30 de janeiro de 2009

corpo suor


Cabelos longos soltos, escuros de brilho, dançam a um ritmo desconcertado, hipnóticos de fascínio e faltos de mão. Poder de ocultar e desvendar com espera o raiado dos olhos e o húmido da boca. Em repouso parecem fios de água em queda, despenhados em ombros de fragas curvas que harmonizam o embate.
Nesta voragem, entreabertos de volúpia, os dois, cor de mar, misturados de rímel e desmaio. Já só sentiam.
Abaixo, lascivos e grossos, extremos rosados. Infindáveis nas formas quando se entregam lavados de saliva, ar quente raro e língua, influem e criam o delírio.
Como se fosse foz, pescoço, todos ribeiros de suor tinham destino, gota após gota, da concha do ouvido até ao primeiro osso do peito...
Peito ofegante, sinuoso no movimento do corpo e no toque das mãos, rampas redondas divididas por leito de desejo escorrido até ao mar calmo de pele lisa, que se estende, estende, afunila e reabre como baía em terra. Braços delgados, fortes no enlace, nervosos de sítio com extremidades finas, garras de ave que cravam sem dor e rasgam, cortes fundos e prolongados.
O âmago envolvido de ventre, refúgio de tresvario e imprudência, cheira a iguaria sem nome, paladar sápido. Protegido com coxas justas de tez branca, propalam e já nada guardam, e afastam-se pelo calor insuportável do pulsar. Este mundo repousa num conjunto globuloso, carnoso, de saliência divina, nasce onde morre o dorso, renasce e multiplica o desejo, contínuo, une-se à epiderme da perna num trajecto indecifrável, extra-sensorial, arrepiante, aí vertigem…
Descida, longas e poderosas. Tenazes de rótulas pequenas, curvilíneas de músculo e pés cruzados, que asfixiam, que prendem e sufocam, sufocam… Matam de prazer.

28 de janeiro de 2009

CONTIGO em mim

Roubaram-me! Roubaram-me para sempre, sem retorno e sem volta! Deixaram-me sem consolo, sem tecto, sem dentro, esburacaram-me e agora sinto este frio intenso que me percorre a pele e não se aloja, vaguei-a como se oco, eu fosse. Não parem esta frente, façam de mim o aconchego dos ventos polares, deixem-me glacial, é tudo que vos peço!
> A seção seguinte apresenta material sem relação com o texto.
PR #405, opened 2020-08-14
Add HTMLConverter access through public API

### LINKED ISSUE #404: Add API interface for luckyframework.org/html
Allow for non-authenticated requests to call the `html2lucky` method directly from an API exposed on the website. This could be used for neat community tooling like what I'd like to build for VSCode here:
https://github.com/stephendolan/vscode-lucky/issues/4

stephendolan:
This PR aims to close #404 with an API that returns 200s, not 404s as the issue number may suggest.

A few key components:
- Added a good old-fashioned `accepted_formats[:json]` to `ApiAction` to bring that file up to date with default generated Lucky apps, so that we don't have to specify allowed formats for all API actions in the future.
- Added a new `POST` route at `/api/html_conversions` that takes in a string called `input`, and returns a JSON payload with one top-level key called `content`, containing the HTML `input` converted to crystal. This mimics the structure and functionality already established in the browser action at `/src/actions/html_conversions/{create,new}.cr`.

Because our `ApiAction` already didn't include `Api::Auth::RequireAuthToken`, there was no need to add a specific authentication skipping include.

### DIFF
--- a/src/actions/api/html_conversions/create.cr
+++ b/src/actions/api/html_conversions/create.cr
@@ -1,0 +1,19 @@
+class Api::HtmlConversions::Create < ApiAction
+  before halt_if_html_conversion_disabled
+
+  param input : String = ""
+
+  post "/api/html_conversions" do
+    output = HTML2Lucky::Converter.new(input).convert
+
+    json({content: output}, :ok)
+  end
+
+  private def halt_if_html_conversion_disabled
+    if ENV["DISABLE_HTML_CONVERSION_API"]?
+      head :service_unavailable
+    else
+      continue
+    end
+  end
+end
--- a/spec/requests/api/html_conversions/create_spec.cr
+++ b/spec/requests/api/html_conversions/create_spec.cr
@@ -1,0 +1,17 @@
+require "../../../spec_helper"
+
+describe Api::HtmlConversions::Create do
+  it "returns a 200 response with converted content" do
+    response = AppClient.exec(Api::HtmlConversions::Create.with(input: "<div>Test</div>"))
+
+    response.should send_json(200, content: "div \"Test\"\n")
+  end
+
+  it "returns a 503 (Service Unavailable) when HTML conversions are disabled" do
+    ENV["DISABLE_HTML_CONVERSION_API"] = "Shut it down!"
+
+    response = AppClient.exec(Api::HtmlConversions::Create.with(input: "<div>Test</div>"))
+
+    response.status_code.should eq(503)
+  end
+end
--- a/spec/setup/start_app_server.cr
+++ b/spec/setup/start_app_server.cr
@@ -1,0 +1,9 @@
+app_server = AppServer.new
+
+spawn do
+  app_server.listen
+end
+
+Spec.after_suite do
+  app_server.close
+end
--- a/spec/spec_helper.cr
+++ b/spec/spec_helper.cr
@@ -11,5 +11,6 @@ require "./support/**"
 require "./setup/**"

É assim que mantenho intactas as memórias, a imagem e o seu corpo quente.
É assim que levo comigo a sua voz, a sua força e os seus passos pequenos que alargam os meus.
É assim que de mão dada vou, repleto de inocência, com ele: fortaleza, abrigo, herói.
É assim que não controlo as lágrimas de júbilo, que não largo o abraço (que abraço) no dia do meu enlace.
É assim que quero estar, ali, parado a ver o seu beijo na pele de quem sou Pai.
É assim que sinto o seu choro, que bonito o seu choro! Eu imito o seu pranto.
É assim que me tento, na sua jovialidade, nas suas aventuras e no seu destemor.
É assim que o reconheço, ponte entre gerações, indomável, filantropo.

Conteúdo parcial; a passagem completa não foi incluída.